Binging During Quarantine: Bar Boys
We have previously watched Birdshot, and Signal Rock, and Bayaning 3rd World. For part four of our series, we have chosen to revisit Kip Oebanda’s Bar Boys, a film that premiered in 2017’s Pista ng Pelikulang Pilipino and was recently made available by the film director and producers for free streaming on Youtube.
For the most part, Bar Boys is a lighthearted film: it tells the story of a group of friends and their journey through law school. Each character faces adversity along the way, while their friendships and studies form the foundation through which the narratives intertwine and unfold. Through this basic structure, Bar Boys aims to tell meaningful truths on a variety of topics, from higher education and friendship to economic differences and intimate relationships.
The film kicks off with four friends playing DOTA. We discover their names, their personalities, and the fact of each of them aiming for law school. Their school application results come in: and among the four one, Joshua (Kean Cipriano) doesn’t make it in. Removed from this pursuit, he decides on making a career from his true passion, modeling. Meanwhile, the three friends rejoice and tell their families that they’ve made it in.

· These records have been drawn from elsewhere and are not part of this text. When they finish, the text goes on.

PR #2035, opened 2022-02-09
chore: use cross-platform rimraf

ukstv:
So that it can work on windows.

### DIFF
--- a/package-lock.json
+++ b/package-lock.json
@@ -27,6 +27,7 @@
         "jest-resolver-enhanced": "^1.0.1",
         "lerna": "^4.0.0",
         "prettier": "^2.5.1",
+        "rimraf": "^3.0.2",
         "typedoc": "^0.22.10",
         "typedoc-plugin-pages": "^1.1.0",
         "typescript": "^4.5.4"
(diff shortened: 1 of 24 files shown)


smrz2001:
🚢 🚀

ukstv:
@smrz2001 does it really work for you this way? I am worried, if `rimraf` is not installed globally, the main command would fail right away. There is no `rimraf` executable in this case.

smrz2001:
Ahh, I see. It does not work without global rimraf but is that an issue? Without removing node_modules we won't be able to get a clean install.

smrz2001:
But let's discuss because I do see your point.

ukstv:
Maybe we could `rimraf ./node_modules` the last thing though. It should first load `rimraf` into memory, so no files are required.

smrz2001:
I have another idea but it's a bit ugly. We could replace the top-level rimraf with (rm -rf node_modules || true) && (del node_modules || true).

ukstv:
I like it, really, but I have no idea how to avoid messages like `sh: del: command not found` in a cross-platform fashion.

smrz2001:
Made some updates to my PR @ukstv. Adding `npx` before `rimraf` will download and cache `rimraf` if it is not already installed.

Please check.

PR #2037, opened 2022-02-09
fix(core): Re-enable dispatcher-real-ipfs.test.ts

stbrody:


ukstv:
@stbrody You sure this deserves a whole test file named as pretentiously as `dispatcher-real-ipfs` after these changes? It basically tests (1) if dispatcher can store and retrieve commit, (2) it retries few times. I can not see anything particularly _real_ here. Maybe we could move the tests to the dispatcher test suite?

stbrody:
> @stbrody You sure this deserves a whole test file named as pretentiously as `dispatcher-real-ipfs` after these changes? It basically tests (1) if dispatcher can store and retrieve commit, (2) it retries few times. I can not see anything particularly _real_ here. Maybe we could move the tests to the dispatcher test suite?

haha, I didn't realize a file name could be "pretentious" :stuck_out_tongue: 

The "real" here is referring to the fact that this test uses an actual ipfs instance.  As opposed to dispatcher.test.ts, which uses a mock-ed out ipfs.  I could rename dispatcher.test.ts to dispatcher-mock-ipfs.test.ts to create more symmetry and clarity between the two file names?

If I moved these tests to be in the dispatcher.test.ts file, they would still have to have a completely independent test fixture and setup/teardown, so I don't really see the value in putting them in the same file when they really are completely independent test setups.

ukstv (approved):

ukstv:
> As opposed to dispatcher.test.ts, which uses a mock-ed out ipfs

Now I see. Thanks! Approved.

PR #2049, opened 2022-02-15
chore: Revive tests with js-ipfs

ukstv:
It works. One caveat: had to add `--forceExit` to every jest invocation. Guess, it is because js-ipfs does not clean all the resources after stopped.

### DIFF
--- a/packages/core/src/__tests__/ceramic-api.test.ts
+++ b/packages/core/src/__tests__/ceramic-api.test.ts
@@ -433,7 +433,7 @@ describe('Ceramic API', () => {
       expect(Object.keys(streams).length).toEqual(6)
     })
 
-    it('can load streams for array of multiqueries even if streamid or path throws error', async () => {
+    it.skip('can load streams for array of multiqueries even if streamid or path throws error', async () => {
       const queries = [
         {
           streamId: streamA.id,
--- a/packages/core/src/__tests__/ceramic-api.test.ts
+++ b/packages/core/src/__tests__/ceramic-api.test.ts
@@ -320,7 +320,7 @@ describe('Ceramic API', () => {
     afterAll(async () => {
       await ceramic.close()
       await tmpFolder.cleanup()
-    })
+    }, 10000)
 
     it('can load linked stream path, returns expected form', async () => {
       const streams = await ceramic._loadLinkedStreams(
--- a/packages/core/src/__tests__/ceramic-api.test.ts
+++ b/packages/core/src/__tests__/ceramic-api.test.ts
@@ -1,4 +1,3 @@
-import { jest } from '@jest/globals'
 import tmp from 'tmp-promise'
 import { Ceramic, CeramicConfig } from '../ceramic.js'
 import { Ed25519Provider } from 'key-did-provider-ed25519'
@@ -35,7 +34,6 @@ const generateStringOfSize = (size): string => {
 }
 
 describe('Ceramic API', () => {
-  jest.setTimeout(60000)
   let ipfs: IpfsApi
 
   const stringMapSchema = {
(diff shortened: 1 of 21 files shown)


packages/core/src/__tests__/ceramic-api.test.ts
```diff
@@ -435,7 +433,7 @@ describe('Ceramic API', () => {
       expect(Object.keys(streams).length).toEqual(6)
     })
 
-    it('can load streams for array of multiqueries even if streamid or path throws error', async () => {
+    it.skip('can load streams for array of multiqueries even if streamid or path throws error', async () => {
```
stephhuynh18, line 436: is this skipped purposefully?

packages/core/src/__tests__/dispatcher-real-ipfs.test.ts
```diff
@@ -72,7 +73,7 @@ describe('Dispatcher with real ipfs over http', () => {
     const ipfsGetSpy = jest.spyOn(ipfsClient.dag, 'get')
 
     // try to load a CID that ipfs doesn't know about.  It will timeout
```
stbrody, line 75:
```suggestion
    // try to load a CID that ipfs doesn't know about.  It will timeout.
    // Timeout error message is different depending on if we are talking to a go-ipfs or js-ipfs instance
```

packages/core/src/__tests__/dispatcher-real-ipfs.test.ts
```diff
@@ -86,7 +87,8 @@ describe('Dispatcher with real ipfs over http', () => {
     // shutdownController successfully interrupted waiting on IPFS.
 
     const getPromise = dispatcher.retrieveCommit(FAKE_CID)
+    await delay(300) // Apparently, with js-ipfs, we need some extra time.
```
stbrody, line 90: what happens if this delay isn't there?  It really shouldn't matter even if the shutdownController was triggered entirely before the call to retrieveCommit so I'd like to understand this better

stbrody (commented):
one question about an apparent race condition in a test I'd like to understand more

packages/core/src/__tests__/ceramic-api.test.ts
ukstv: Ooh, good catch. Should not have skipped it.

packages/core/src/__tests__/dispatcher-real-ipfs.test.ts
ukstv: While it should not, in reality, it does. When testing with js-ipfs, signal is triggered before the `dag.get` runs. It seems, that whatever is inside `dag.get` does not respect already triggered abort signal. The delay makes sure that `dag.get` starts first, and only then the signal is triggered.

stbrody: so what happens?  Awaiting the `getPromise` hangs and the test times out?

ukstv: Hey @stbrody could I merge that?

stbrody: Okay, I just checked and even if you reorder the lines of this test to put `shutdownController.abort()` *before* the call to `dispatcher.retrieveCommit`, the test works fine against go-ipfs.  So it seems like this is a js-ipfs specific bug that they don't handle already-activated abortSignals.  Can we check the test configuration and put the sleep under an if-statement so it only runs if we're in js-ipfs mode, but doesn't sleep if we're in go-ipfs mode?

Might also want to increase the sleep to 1 second just to make the test less likely to be flaky on a machine with different performance characteristics.

ukstv: There are two ways to check if the test runs with js-ipfs. One is to look at an environment variable, another is to check functions specific to IPFS node. I believe, using an env variable creates unnecessary connascence. Added a check using ipfs-node-specific `preload` method.

stbrody (approved):
LGTM

PR #2053, opened 2022-02-17
NET-891 update request capability method to use cacao

haardikk21:
## Description

Update the Ethereum Auth Provider `requestCapability` method to use CACAO, instead of the earlier hardcoded solution.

In their telling the news, we discover each friend’s particular economic background: Erik (Carlo Aquino) comes from a working-class family with a father who works as a security guard, Chris (Enzo Pineda) who tells his father the news from a video call, comes from a wealthy family, and Torran (Rocco Nacino) comes from a large middle-class family of seven.
Bar Boys, 2017
Directed by Kip Oebanda
Available on YouTube
From here, the law school story commences: through a comedic scene in their first class where they mistake a professor for a student, the group encounters the academically challenging battles they will have to face in the next four years: each answer, each detail must be precise to a point of absurdity. Their first professor--who grills them on the size of a penis mentioned in a court case--Attorney Victor Cruz (Sebastian Castro) makes up one of the many memorable characters in the film. And so, their law school life unfolds, with Bar Boys satirically taking on the distinctive aspects of Philippine law school, heightening certain absurdities for comedic effect but also defending particular aspects of it.
In a memorable scene that comes at a class in their senior year, Justice Hernandez (Odette Khan) points out the reasonings behind the institution’s severe rigidity: she tells them of a case she has accepted pro bono for farmers fighting against a wealthy and powerful landowner--if she forgets a law or makes a mistakes during the case, then the farmers will lose, and their struggles will continue. If they lose, then “lahat sila pati na mga anak nila, ay malulong na naman sa kahirapan, hindi na naman magkakaroon ng pagasa. Kaya walang lugar ang mga palpak sa kwartong ‘to. Buhay, kalayaan, at pag-asa ang nakataya sa bawat batas at bawat artikulo’ng binabasa--o hindi n’yo binabasa. You want to succeed, you sacrifice. Otherwise, you get out of my class.”
We can still question whether their methods are correct: at some point, the learning environment becomes toxic and discouraging, when teachers appear to enjoy humiliating students rather than in uplifting them, or when Justice Hernandez herself appears to pit the students against each other in a competition for grades rather than a collective effort of understanding. Still, we come to understand a huge piece from her perspective, and a clearer understanding of the issues at stake. Here, the film succeeds in pointing out tensions in the educational institution of the law school.
Many other conflicts and narratives turn up outside of school: there are romantic problems, economic problems and they all affect the academic performances of the different figures dealing with them. In one of the more beautiful scenes in the movie, Erik studies with headphones on in the foreground while his proud father puts on his guard uniform and admires him from behind. A beautiful song plays and we witness a tender, moving moment between father and son made possible by subtleties in expression and terrific acting from the two actors.
Such moments make up the beauty of Bar Boys: for the most part, Oebanda’s film is content in being an entertaining narrative, making the audience laugh or relate to certain scenes in their personal or academic life. Yet in other moments, the film provides genuine and poignant scenes allowing us, between the entertainment, to pause and reflect as well, and to find from the film some things deeper.